Kan was then, and was now still, a zealot in the cause of a greater China. In 1966, at fifteen, he had led the “First Brigade of the First Army Division” of Shanghai’s infamous “Number Twenty-Eight School.” This was a fearsome group of twenty young Red Guards who made national news when they tortured three of their own teachers, blinding two and causing two others to jump to their deaths from a sixth-floor window. Kan Yu-fang led what amounted to an armed street gang. He changed his name to “Kan, the Personal Guard to Chairman Mao,” he carried a gun and a stock whip, and he made nightly rampages through his poor local streets in the cause of the Cultural Revolution. He searched for those he judged were “enemies of the people,” or in Mao’s phrase, “capitalist-roaders”—which broadly meant anyone who was successful.
During the twelve months in which Mao gave power over adults to the most violent elements of Chinese youth, Kan was responsible for torturing so many teachers and intellectuals that he took over an entire theater in central Shanghai where he and his colleagues routinely beat scholars, intellectuals, and professors to within an inch of their lives.
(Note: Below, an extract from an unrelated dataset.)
Issue #869, opened 2021-06-09
[BUG] Model' object has no attribute 'mh_cat_layer' error with only multi-hot columns when training PyT model


rnyak:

The suicide rate in his district approached alarming levels because Kan always made spouses and children watch the shocking torture of the other parent. It was said that his greatest joy was enforcing the “jet-plane position” on women, which required him to twist their arms right back, up to their shoulder blades, until they dislocated. It sometimes became necessary for his men to kick protesting husbands to death.
Kan made no allowances for women. He was, in a more modern phrase, gender blind, and he had never married.
When the vicious and hated regime of the teenage Red Guards came to a close, young Kan made a smooth and efficient change to the Rebel Red Guards, endlessly broadcasting in the streets, shouting Mao’s thoughts—“The savage tumult of one class overthrowing another.”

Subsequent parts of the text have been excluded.